*DESCRIPTION OF THE TASK*. Go line by line through the data below and count those with the string "from". Give the number only.

· · · ·

PR #835, opened 2023-10-02
Switch to using the black formatter

mpharrigan:
- copy `check/format-incremental` from Cirq (one minor edit to remove an unnecessary exclude line)
- copy `black` version pin from Cirq so our open-source dev environments are mildly in sync.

· · · ·

*RESPONSE*. 2